On Ferguson and the killing of people of color by white police officers:
I am surprised, with all that’s been talked about with this issue for decades, at the language we use to discuss this. I would offer one simple adjustment to our thinking, which would potentially get us to finally address the issue at its source. We have a way of talking about this as in the passive tense rather than the active tense. I heard students at one of my recent visits to a college talk about how “I am in danger because of the color of my skin.” This is not true, you are in danger because of the mindset of the culture and mentality and actions of other people. The burden is not on you. It is on them. You are not being killed (passive tense), people are killing you (active tense). You can’t stop the passive tense, you can only stop the active tense. Stop the killing—then people will stop being killed.
– Click through for more –
My take differs from Ayo’s take
On “black•ish” (the TV Show):
I had reservations about this show and I was not overly impressed with the first episode. The writers did an okay job, good enough to give them more air time though. I didn’t feel the problem was a twisting of identities. The show is about mixed identity and that’s what makes it interesting.
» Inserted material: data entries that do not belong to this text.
PR #7414, opened 2026-02-22
fix: prevent tool-pair summarization from being silently undone

### LINKED ISSUE #7413: Tool-pair summarization creates hidden messages that are silently deleted on next client round-trip
## Summary

When tool-pair summarization fires, it creates server-side hidden messages (`userVisible: false, agentVisible: true`) and mutates prior message metadata without emitting a `HistoryReplaced` event. The UI never learns about these changes. On the next user turn, the UI sends `conversation_so_far` containing its stale copy of the conversation, and the server calls `replace_conversation` with it — permanently deleting the hidden summaries and potentially reverting metadata changes the server just made.

This is in contrast to full compaction (`compact_messages`), which correctly emits `HistoryReplaced` and keeps the UI in sync.

## Affected Code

On movies about painful parts of Back History:
I totally feel Ayo on her point here. I can relate because I can’t stand watching videos of people getting hurt. I also don’t like horror movies. And because I’m aware of people’s sensitive feelings and that painful news can trigger remembering other painful events, I try to limit painful news and painful history on my personal Facebook page. However, because it’s important to know the truth of current events and history I do post about painful news and history on some of my social media. I segment what I post. I put oppressive stuff on my Oppression Monitor social sites and more positive or neutral posts on my Community Village social sites.
On “Dear White People” and Movies like it:
I thought I was not going to love this movie based on some of the previews I saw. However, the acting, directing, cinematography, lighting, hair, wardrobe and story as a whole were all excellent! And it’s a good movie to open discussions on fraternity segregation compared to housing segregation. Fraternities like to be grouped by common interests, whereas segregated housing off campus is highly problematic. This movie could also prompt great blog posts about interracial dating, interracial marriage, identity framing, society response to interracial dating / marriage and family response to interracial dating / marriage.
On “How to Get Away with Murder” and the “make-up and wig moment”:
I completely agree with Ayo. This scene was genius.